> **WHAT YOU ARE ASKED TO DO**:
Nothing but the lines holding the string "introducing" should appear in the answer. Copy them from the entries.
##########
PR #6057, opened 2022-11-06
kiln: recursive `|rm`

ryjm:
Increments the commit number every time, is there a better way to do this?

image

### DIFF
--- a/pkg/arvo/lib/hood/kiln.hoon
+++ b/pkg/arvo/lib/hood/kiln.hoon
@@ -1259,8 +1259,8 @@
   =|  c=(list (unit toro))
   %+  poke-info  "removed: {<a>}"
   =-  %+  roll  -
-  |=  [a=(unit toro) b=(unit toro)]
-  (clap a b furl)
+      |=  [a=(unit toro) b=(unit toro)]
+      (clap a b furl)
   |-  ^-  (list (unit toro))
   =+  b=.^(arch %cy a)
   ?^  fil.b  (snoc c `(fray a))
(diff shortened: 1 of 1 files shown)


ryjm:
ah looks like `furl` might be what i'm looking for.

pkg/arvo/lib/hood/kiln.hoon
```diff
@@ -1256,11 +1256,18 @@
 ::
 ++  poke-rm
   |=  a=path
+  =|  c=(list (unit toro))
+  %+  poke-info  "removed: {<a>}"
+  =-  %+  roll  -
+  |=  [a=(unit toro) b=(unit toro)]
```
belisarius222, line 1262: This line and the next should be indented twice to match the `%+  roll`

zalberico:
@ryjm can you clarify what this is actually for or write up and link it to an issue about what problem this is solving? As is it's hard for someone to evaluate and approve/merge.

belisarius222:
|rm removes files from Clay, just like Unix "rm". It's a cleaner interface if it's recursive, in the sense that it deletes all files whose paths start with the supplied path (like "rm -r"), but it wasn't recursive until this PR.

—
Ted Blackman
CTO | Urbit Foundation
~rovnys-ricfer
https://twitter.com/rovnys

zalberico:
@belisarius222 thanks - is this approved/good to merge into next/arvo? We shouldn't be merging straight into master outside of releases.

belisarius222:
Not ready for merge, still needs to handle the case where fil and dir are both non-null (I just talked to Jake about this). Should also target next/arvo, not master

—
Ted Blackman
CTO | Urbit Foundation
~rovnys-ricfer
https://twitter.com/rovnys

zalberico:
@belisarius222 looks like @ryjm made the changes here, can you take a look?

philipcmonk (approved):
This works for me

PR #6063, opened 2022-11-07
vere: implements demand paging

joemfb:
This PR implements demand paging for the loom. Thanks to @ritfed-tabryg for the suggestion, @eamsden for many fruitful design discussions, and @mcevoypeter for the original implementation in #5940.

Demand paging is implemented on linux and macos, and turned on by default (disabled by `--no-demand`). It remains highly desirable on windows (where memory is not overcommitted), but will require changes to our "platform abstraction layer" (lol) to support CoW file-backed mappings, and further changes to the implementation to explicitly remove old mappings before establishing new ones.

The changes here differ from #5940 in key ways. The north segment of the loom (home-road heap, `north.bin`) is still in a CoW file-backed memory map, but that mapping is now reestablished after every snapshot update, ensuring that clean pages are legible to the OS and never swapped. Attempting that was always planned, but the mapping logic in #5940 was staged on/with other irrelevant changes, and needed to be moved to handle re-mapping. Once moved, it became clear it was practically equivalent to coalescing the memory protection changes on snapshot update, so that has been done as well. Mapping requires that the north and south segments be handled separately; this in turn allows the entire north segment to be read in one syscall (retried appropriately as per #6062). With or without demand paging, the number of system calls involved in updating the snapshot has been dramatically reduced. And all of these changes have been made with out compromising the generality of the north/south snapshot system for the loom.

NB: the initial, minimal implementation in #5940 was motivated by an abundance of caution with regards to the efficiency of re-mapping the loom. Further research of virtual memory (and experimentation) with the changes here has made it clear that that was unwarranted.

Next steps include adding windows support, and respecting the `--no-demand` argument in all relevant maintenance commands (ie, `meld`, `next`, `pack`, `prep`, &c).

### DIFF
--- a/pkg/urbit/daemon/main.c
+++ b/pkg/urbit/daemon/main.c
@@ -159,6 +159,15 @@ _main_init(void)
   //
   u3_Host.ops_u.has = c3y;
 
+  //  demand paging (ie, file-backed mapping for the loom)
+  //  is not yet supported on windows
+  //
+#ifdef U3_OS_mingw
+  u3_Host.ops_u.map = c3n;
+#else
+  u3_Host.ops_u.map = c3y;
+#endif
+
   u3_Host.ops_u.net = c3y;
   u3_Host.ops_u.lit = c3n;
   u3_Host.ops_u.nuu = c3n;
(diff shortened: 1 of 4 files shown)


eamsden:
:confetti_ball:

Issue #5783, opened 2022-05-24
Printing for spec/type doccords


drbeefsupreme:
Printing these should be easy, the hard part is implementing the doccords for them,  #5768

PR #6064, opened 2022-11-07
hoon: remove old lustar parser

drbeefsupreme:
See #6052. This is completely different from the `+*` used at the top
of doors, and has almost entirely been replaced by `|$`. The exception is
the use of the `%made` spec, not present in `|$`. I do not see an
obvious way to change `|$` to use `%made` since this `+*` parser uses
the name of the arm in the `%made` structure, unless we change the
AST of `|$`.

This commit requires a burning a kelvin on live ships (see #6052), so
that is why this commit also bumps the kelvin down. This opens up
possibilities on how to change `|$` to use `%made` if we decide that
change is warranted.

Blocked by #6055.

Because we might want to change `|$`, and #5873 will also be
changing `+boog`, this is currently marked as a draft and probably won't
need attention again until we're thinking about burning a kelvin on
`hoon.hoon`.

### DIFF
--- a/pkg/arvo/sys/hoon.hoon
+++ b/pkg/arvo/sys/hoon.hoon
@@ -2,11 +2,11 @@
 ::::    /sys/hoon                                       ::
   ::                                                    ::
 =<  ride
-=>  %140  =>
+=>  %139  =>
 ::                                                      ::
 ::::    0: version stub                                 ::
   ::                                                    ::
-~%  %k.140  ~  ~                                        ::
+~%  %k.139  ~  ~                                        ::
 |%
 ++  hoon-version  +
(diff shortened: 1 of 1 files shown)


zalberico:
Note to self that we should have some mechanism by which we can see all the pending kelvin version PRs so we can be a little smart about merging them together (maybe just a kelvin tag).

drbeefsupreme:
I've confirmed that I'll need to decrement a Hoon kelvin for #5783 so this is just getting folded into that one, since it is already changing the parser involved.

drbeefsupreme:
5b99f74c940ed7785ac37936e6ceae7b6edb5122

PR #6068, opened 2022-11-09
drum, dojo: preserve input history after crash

ryjm:
When a crash is triggered (e.g from a bad scry) `%drum `deletes input history and `%dojo` clears out defined variables. This saves the latter in the `%drum` state instead, retrieving it when the app is relinked, and inserts the old variables into the new session for the former.

### DIFF
--- a/pkg/arvo/lib/hood/drum.hoon
+++ b/pkg/arvo/lib/hood/drum.hoon
@@ -42,6 +42,7 @@
       off=@ud                                           ::  window offset
       kil=kill                                          ::  kill buffer
       inx=@ud                                           ::  ring index
+      hiy=(map gill:gall history)                        :: ancient input
       fug=(map gill:gall (unit target))                 ::  connections
       mir=(pair @ud stub)                               ::  mirrored terminal
   ==                                                    ::
@@ -302,6 +303,8 @@
   ^+  +>
   =+  lag=se-agon
   ?.  (~(has by fug) gyl)  +>.$
+  =/  olt=target  (fall (~(got by fug) gyl) *target)
+  =.  hiy  %+  ~(put by hiy)  gyl  (fall `hit.olt *history)
   =.  fug  (~(del by fug) gyl)
   =.  eel  ?.(pej eel (~(del in eel) gyl))
   =.  +>.$  ?.  &(?=(^ lag) !=(gyl u.lag))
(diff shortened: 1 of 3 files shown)


ryjm:
I'm not sure how to handle the hood state update though, open to suggestions.

zalberico:
@belisarius222 tagging you in this one for review

pkg/arvo/lib/hood/drum.hoon
```diff
@@ -302,6 +303,8 @@
   ^+  +>
   =+  lag=se-agon
   ?.  (~(has by fug) gyl)  +>.$
+  =/  olt=target  (fall (~(got by fug) gyl) *target)
+  =.  hiy  %+  ~(put by hiy)  gyl  (fall `hit.olt *history)
```
Fang-, line 307:
```suggestion
  =/  olt=target  (fall (~(got by fug) gyl) *target)
  =.  hiy         (~(put by hiy) gyl hit.olt)
```

pkg/arvo/lib/hood/drum.hoon
```diff
@@ -42,6 +42,7 @@
       off=@ud                                           ::  window offset
       kil=kill                                          ::  kill buffer
       inx=@ud                                           ::  ring index
+      hiy=(map gill:gall history)                        :: ancient input
```
Fang-, line 45:
```suggestion
      hiy=(map gill:gall history)                       :: ancient input
```

Fang- (commented):
The dojo change is simple and fine. The drum change, I feel a little weird about keeping these things around in state for the whole duration of the session. On the other hand, maybe having the history still there even after you intentionally un- and re-link is kinda nice.

iirc there was some concern about _wanting_ to clear dojo variables in case of disconnect, because "what if those variables caused the disconnect!", but afaict this is entirely theoretical. It's hard for me to imagine a case where this will lock your dojo up. Happy to hear counterarguments, but not gonna hold this back for now.

Some nits, but otherwise should be fine. As for the hood state update, what's wrong with the pattern that's already in-place? Isn't it sufficient to add a `state-5` in drum (yes, tedious), expand drum's `+on-load`, and then add the appropriate `%25` state in hood?

Fang-:
Actually, the alternate approach raised by ~sarpen-laplux [in the forge](web+urbitgraph://group/~middev/the-forge/graph/~middev/guild-hall-8426/170141184505922968510705979284506279936) might be preferable to this. ie handling crashes more gracefully in the first place. We can discuss out of band if you want.

belisarius222:
Yeah, I think ~sarpen's approach should solve this cleanly without potentially introducing drum/dojo synchronization issues.

—
Ted Blackman
CTO | Urbit Foundation
~rovnys-ricfer
https://twitter.com/rovnys

zalberico:
> Yeah, I think ~sarpen's approach should solve this cleanly without potentially introducing drum/dojo synchronization issues.

Is there an issue for that? I think the next move is to write up whatever that approach is, link it here, and then close this.

belisarius222:
Joe posted a (rough) writeup earlier in these comments.

—
Ted Blackman
CTO | Urbit Foundation
~rovnys-ricfer
https://twitter.com/rovnys

jalehman:
Closing in favor of an eventual contribution that implements ~sarpen-laplux's solution.

PR #6070, opened 2022-11-10
lens: do not jam export output

liam-fitzgerald:
The previous implementation of the /export-all scry jammed it's output, but the runtime jams the result when using -X and -Y. This resulted in the archive being jammed twice, which runs into #5674. This commit removes the jam on the %lens side, which fixes importing if the runtime defers cueing until the event has been injected into lens


zalberico:
I'm going to close this then based on the comment here and on #6071

PR #6071, opened 2022-11-10
fore: remove +cue before import

liam-fitzgerald:
Companion commit to 29ce47a006d27465a8d858a2b28d26ebae81adeb. By removing the double jam and double cue, we work around #5674. Makes imports work again.

### DIFF
--- a/pkg/urbit/vere/io/fore.c
+++ b/pkg/urbit/vere/io/fore.c
@@ -78,7 +78,7 @@ _fore_inject(u3_auto* car_u, c3_c* pax_c)
 static void
 _fore_import(u3_auto* car_u, c3_c* pax_c)
 {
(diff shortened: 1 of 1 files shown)


zalberico:
Thanks @liam-fitzgerald - @philipcmonk, assigning this one to you for review/merge.

joemfb:
@liam-fitzgerald if this (and #6070) just working around #5674, that could be done by just changing the jam call site in `pier.c` and using `u3s_jam_xeno()`. That's probably better, since the bug and workaround would both be isolated to the runtime (and double jamming is pretty cheap, basically just a shift). Unless you already want to change the import interface ...

joemfb:
The workaround suggested above was released in urbit-v1.12 (e1e0ca76d8).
##########
> **EXERCISE ANSWER**:
Yeah, I think ~sarpen's approach should solve this cleanly without potentially introducing drum/dojo synchronization issues.
> Yeah, I think ~sarpen's approach should solve this cleanly without potentially introducing drum/dojo synchronization issues.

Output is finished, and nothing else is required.